Palo Alto Networks, which made a name for itself by revolutionising perimeter security, has taken a step away from network-level security with Traps - the name of its new endpoint security technology.
Traps uses technology acquired from Cyvera, combining security intelligence and automated responses to address numerous malware threats without reliance on signatures and heuristics.
Details on precisely how Traps identifies and blocks malware attacks and safeguards vulnerabilities - including zero-day attacks - are scarce in Palo Alto's announcement.
The security vendor says its technology blocks 23 sets of malware techniques on PCs and mobile devices, and is integrated with its WildFire threat analysis service.
Given Palo Alto's core, next-generation firewall technology's ability to analyse activity rather than just protocols, Traps is most likely addressing malware threats from a behaviour and application perspective.
Traps is available as a subscription service sold through Palo Alto's channel partners. Additionally, Traps is being resold by VMware, and is being integrated into the NSX networking virtualization/SDN platform.
The question is whether Traps is a trap for traditional antivirus vendors.
After getting off to a slow start, Palo Alto disrupted the entire security hardware market with its next-gen firewall technology, which protects businesses by analysing applications traversing the perimeter rather than just looking at which ports and protocols applications are using.
Palo Alto's success in the firewall space forced companies such as Fortinet, Dell SonicWall, Cisco, Intel Security, and Check Point Software Technologies to rethink their firewall strategies.
Traps appears as an interesting alternative or complement to antivirus technology, as it reportedly automates the process of threat identification and response to endpoint level. If effective, Traps promises to eliminate the gap between the identification of new malware and the release of signatures and removal tools.
Palo Alto's Traps comes at a time when the antivirus market is in decline.
Earlier this year, Symantec conceded that the age of antivirus software is over and blamed much of its performance struggles on declines in endpoint antivirus sales. Other security software vendors refuse to pull the plug on antivirus, but have been steadily shifting their strategy and portfolios away from a high dependence on antivirus sales.

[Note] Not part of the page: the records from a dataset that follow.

PR #370, opened 2022-02-26
Add support for resolving dependencies (declared and missing) for an EntryPoint.

### LINKED ISSUE #368: differences in behavior with `pkg_resources`' `Entrypoint.load`
`importlib_metadata` implementation of `Entrypoint.load` does not check the requirements of the entrypoint's distribution, unlike `pkg_resources` (which raises `DistributionNotFound` if a requirement is missing, or `ContextualVersionConflict` in case of conflict). If this is expected, then that difference should at least be mentioned in the documentation, since `importlib_metadata` presents itself as a replacement for `pkg_resources`' API.

jaraco:
- Add basic degenerate tests for EntryPoint.deps.
- Add EntryPoint.deps for resolving all and missing deps for any entry point. Fixes #368.
- packaging is required to parse extras.
- Add meaningful test for EntryPoints.deps.
- ⚫ Fade to black.
- ⚫ Fade to black.
- Ignore order in expected deps
- Skip relevant tests when packaging is unavailable.

### DIFF
--- a/importlib_metadata/__init__.py
+++ b/importlib_metadata/__init__.py
@@ -153,7 +153,7 @@ class DeprecatedTuple:
 
 class Deps(set):
     """
-    A set of packaging.requirement.Requirements.
+    An iterable of packaging.requirement.Requirements.
     """
 
     @property
@@ -175,6 +175,21 @@ class Deps(set):
             return False
         found_ver = Version(dist.version)
         return found_ver in req.specifier
+
+    @classmethod
+    def for_entry_point(cls, ep):
+        """
+        Return Deps for any extras associated with the entry point.
+
+        Requires ep.dist to be defined.
+        """
+        from packaging.requirements import Requirement
+        return cls(
+            req
+            for req in map(Requirement, always_iterable(ep.dist.requires))
+            for extra in ep.extras
+            if req.marker.evaluate(dict(extra=extra))
+        )
 
 
 class EntryPoint(DeprecatedTuple):
@@ -247,18 +262,7 @@ class EntryPoint(DeprecatedTuple):
 
     @property
     def deps(self):
-        """
-        Return an iterable of Requirements for any extras associated
-        with this entry point. Requires self.dist to be defined.
-        """
-        from packaging.requirements import Requirement
-
-        return Deps(
-            req
-            for req in map(Requirement, always_iterable(self.dist.requires))
-            for extra in self.extras
-            if req.marker.evaluate(dict(extra=extra))
-        )
+        return Deps.for_entry_point(self)
 
     def _for(self, dist):
         vars(self).update(dist=dist)
--- a/importlib_metadata/__init__.py
+++ b/importlib_metadata/__init__.py
@@ -153,7 +153,7 @@ class DeprecatedTuple:
 
 class Deps(set):
     """
-    A set of requirements as strings.
+    A set of packaging.requirement.Requirements.
     """
     @property
     def missing(self):
@@ -162,9 +162,7 @@ class Deps(set):
         current environment. Requires 'packaging' to be
         installed.
         """
-        from packaging.requirements import Requirement
-
-        return itertools.filterfalse(self._is_installed, map(Requirement, self))
+        return itertools.filterfalse(self._is_installed, self)
 
     @staticmethod
     def _is_installed(req):
@@ -174,7 +172,7 @@ class Deps(set):
             dist = distribution(req.name)
         except PackageNotFoundError:
             return False
-        found_ver = Version(dist.version())
+        found_ver = Version(dist.version)
         return found_ver in req.specifier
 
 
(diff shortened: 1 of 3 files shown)


jaraco:
@benoit-pierre: would you care to review?

benoit-pierre:
This only look at one level of dependencies, no?

importlib_metadata/__init__.py
```diff
@@ -151,6 +151,47 @@ def __getitem__(self, item):
...
+        Return Deps for any extras associated with the entry point.
+
+        Requires ep.dist to be defined.
+        """
+        from packaging.requirements import Requirement
+        return cls(
+            req
+            for req in map(Requirement, always_iterable(ep.dist.requires))
+            for extra in ep.extras
+            if req.marker.evaluate(dict(extra=extra))
```
benoit-pierre, line 191:
```suggestion
            for extra in [None] + ep.extras
            if  req.marker is None or req.marker.evaluate(dict(extra=extra))
```

jaraco:
> This only look at one level of dependencies, no?

Yes. That's right. It's assuming that if the direct dependencies are satisfied, then transitive dependencies should have been satisfied.

importlib_metadata/__init__.py
jaraco: It looks like there may be two untested use-cases you're attempting to address here.

1. req.marker could be None, so would trigger an AttributeError.
2. The null extra should be implied.

I think I agree with (1) and I'll try to expand the tests to capture that expectation.

For (2), I'm less sure - under what conditions would an entry point need the null extra? Can this project rely on the expectation that if a package is installed that its non-extra dependencies are installed?

jaraco: I've addressed (1) in 7e07b739ff84.

benoit-pierre: It's not just the case of a missing dependency, what about if the dependency is there, but not compatible?

IMHO, if the feature does not handle all those use cases (missing / conflicting non-extra dependencies, or transitive dependencies), then what's the point? Better to not support it at all and be up-front about it in the documentation.

But considering the fact that an installed package metadata does not track requested extras (which means that something like `pip check` can't possibly detect a number of issues), accurately checking for missing / conflicting requirements when loading an entry point is an important feature. Even if apparently PYPA has decided to forego any kind of sanity check in generated console scripts launcher...

jaraco: Acknowledged. Thanks for explaining.

I do believe what you're seeking is a feature that I'd like to consider separately - that of verifying that a Distribution and its transitive dependencies are satisfied.

This feature is meant primarily to determine which additional dependencies are required for a given entry point and to report any that aren't already satisfied, leaving it to another function to handle what to do about that condition (install the dependency, raise an error, log a warning, ...).

I'd like to leave it as an additional exercise/feature to perform checks.

But now that I think about it, perhaps your right and this feature adds little value. After all, whatever feature checks for the required dependencies of an entry point may still want to check that the dependencies are met for the distribution (with relevant extras).

Something like `iter_unmet_dependencies(dist, extras=[])`, which could be called with `ep.dist, ep.extras` to validate an entry point.

At this point, I'm convinced the proposed feature and the 'unmet dependencies' feature is undesirable for this package (mainly because 'packaging' is unavailable). I'll work on creating a separate library that provides this functionality.

jaraco: BTW, I did try running the tests with:

```diff
diff --git a/importlib_metadata/__init__.py b/importlib_metadata/__init__.py
index a9df4ccf4846..346f81c70149 100644
--- a/importlib_metadata/__init__.py
+++ b/importlib_metadata/__init__.py
@@ -188,7 +188,7 @@ class Deps(set):
         return cls(
             req
             for req in map(Requirement, always_iterable(ep.dist.requires))
-            for extra in ep.extras
+            for extra in [None] + ep.extras
             if req.marker and req.marker.evaluate(dict(extra=extra))
         )
 ```

And the tests still pass, indicating that the technique of a `None` extra doesn't match the null marker. It probably would need to include `if not extra or (req.marker and req.marker.evaluate(...))`.

benoit-pierre: I don't understand. If you also want the non-optional dependencies, then you need to change the test to `req.marker is None or req.marker.evaluate(dict(extra=extra))`. `not extra or (req.marker and req.marker.evaluate(...))` would mean that a requirement of the form `python-xlib; "linux" in sys_platform` is not ignored on non-Linux platforms, no?

jaraco:
In the [jaraco/nspektr project](/jaraco/nspektr), I've drafted a library that will traverse requirements in the environment and report missing dependencies for an entry point. Please take a look and let me know what you think.

importlib_metadata/__init__.py
jaraco: Yes, good point. In a subsequent implementation (nspektr), I separate the concerns of resolving extra dependencies and regular dependencies and use a NullMarker to resolve an object on which `.evaluate` is always run.

PR #373, opened 2022-03-10
remove references to deprecated sequence keyed by group interface

graingert:


docs/using.rst
```diff
@@ -79,7 +79,7 @@ Query all entry points::
     >>> eps = entry_points()
 
 The ``entry_points()`` function returns an ``EntryPoints`` object,
-a sequence of all ``EntryPoint`` objects with ``names`` and ``groups``
+a collection of all ``EntryPoint`` objects with ``names`` and ``groups``
```
graingert, line 82: the sequence interface is deprecated:

```
DeprecationWarning: Accessing entry points by index is deprecated. Cast to tuple if needed.
```

docs/using.rst
```diff
@@ -42,9 +42,9 @@ You can get the version string for ``wheel`` by running the following::
     >>> version('wheel')
     '0.32.3'
 
-You can also get the set of entry points keyed by group, such as
+You can also get a collection of entry points selectable by group, such as
```
graingert, line 45: it's actually selectable by any of the EntryPoint attributes

```suggestion
You can also get a collection of entry points selectable by name, group or value, such as
```

jaraco: I'd probably not want to emphasize by value, as I don't expect legitimate use-cases to care about select by value. By name on the other hand seems a likely usage. Maybe.

```suggestion
You can also get a collection of entry points selectable by group or name (or other attribute), such as
```

jaraco:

While antivirus remains an important product category at companies such as Intel Security, Kaspersky Lab, and Sophos, it's increasingly a secondary technology compared to encryption, unified threat management, intrusion detection and data loss prevention.

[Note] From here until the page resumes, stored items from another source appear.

PR #377, opened 2022-05-12
fix `PathDistribution._normalized_name` implementation

benoit-pierre:
- correctly handle paths with no embedded version (e.g. `pkg.egg-info` must yield the name `pkg`, not `pkg.egg`)
- apply PEP 503 normalization to the extracted names (e.g.: `zope..inter_face-4.2.dist-info` must yield the name `zope_inter_face`)

Both are necessary, or `entry_points(…)` can yield the entry-points of a shadowed distribution. For example: with a version of `mypkg` in the system' site-packages directory when working from another development checkout of the same package (with a `mypgk.egg-info` directory mishandled by the first bug).

### DIFF
--- a/tests/test_main.py
+++ b/tests/test_main.py
@@ -14,6 +14,7 @@ from importlib_metadata import (
     EntryPoint,
     MetadataPathFinder,
     PackageNotFoundError,
+    distribution,
     distributions,
     entry_points,
     metadata,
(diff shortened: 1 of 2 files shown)


jaraco:
Thanks @benoit-pierre for this proposal. Unfortunately, I'm struggling a little bit with it, mainly because it fixes two unreported bugs in one commit. I'm also uneasy about the added complexity that "normalized names" is adding here (requiring fixtures with multiple return values). Would you mind writing up a bug report describing how you encountered this bug and how we might replicate it (and prove the fix)?

I'm a little disappointed in the test suite right now. It seems the performance tests aren't running. Also, the linter didn't catch that `name` was shadowed and never used, which might have been an indicator that something was wrong.

jaraco:
In #379, I've addressed the first issue.

tests/test_main.py
```diff
@@ -87,15 +88,17 @@ def pkg_with_dashes(site_dir):
...
     def test_dashes_in_dist_name_found_as_underscores(self):
         """
         For a package with a dash in the name, the dist-info metadata
         uses underscores in the name. Ensure the metadata loads.
         """
-        pkg_name = self.pkg_with_dashes(self.site_dir)
-        assert version(pkg_name) == '1.0'
+        pkg_name, norm_pkg_name = self.pkg_with_dashes(self.site_dir)
+        dist = distribution(pkg_name)
+        assert dist._normalized_name == norm_pkg_name
```
jaraco, line 100: Instead of testing the internal implementation details, I'd rather have a test that captures the failed expectation - namely that entry points of two packages whose file system names vary only by normalization won't deduplicate.

jaraco:
In #381, I've found I can capture the missed expectation by simply tweaking the test for `test_entry_points_unique_packages` to include the expected normalization.

jaraco:
These changes are superseded by #379 and #381.

PR #381, opened 2022-05-21
Fix expectation on unique packages to include normalization.

jaraco:


jaraco:
I would like to actually test the behavior of `unique(distributions())`, but that function is currently local to the `entry_points` function. I've wanted to expose that function, so I might do that now.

Disruptions of the conventional antivirus market aren't coming just from Palo Alto.
FireEye, headed by former McAfee CEO Dave DeWalt, has captured much attention with its alternative technology to antivirus. Many of the traditional security software companies view FireEye as a threat to their core business. Last year's addition of Mandiant threat intelligence to the FireEye portfolio made the company's offerings even more potent.
Traps isn't Palo Alto's first venture into endpoint protection. Its GlobalProtect safeguards endpoints from security threats by pointing devices disconnected from corporate networks to the nearest Palo Alto next-gen firewall for traffic inspection.
The release of Traps comes as Palo Alto Networks received unexpectedly less than stellar performance reviews from NSS Labs - an information security research company. The company's flagship product failed several key tests of how easily hackers can evade security protections.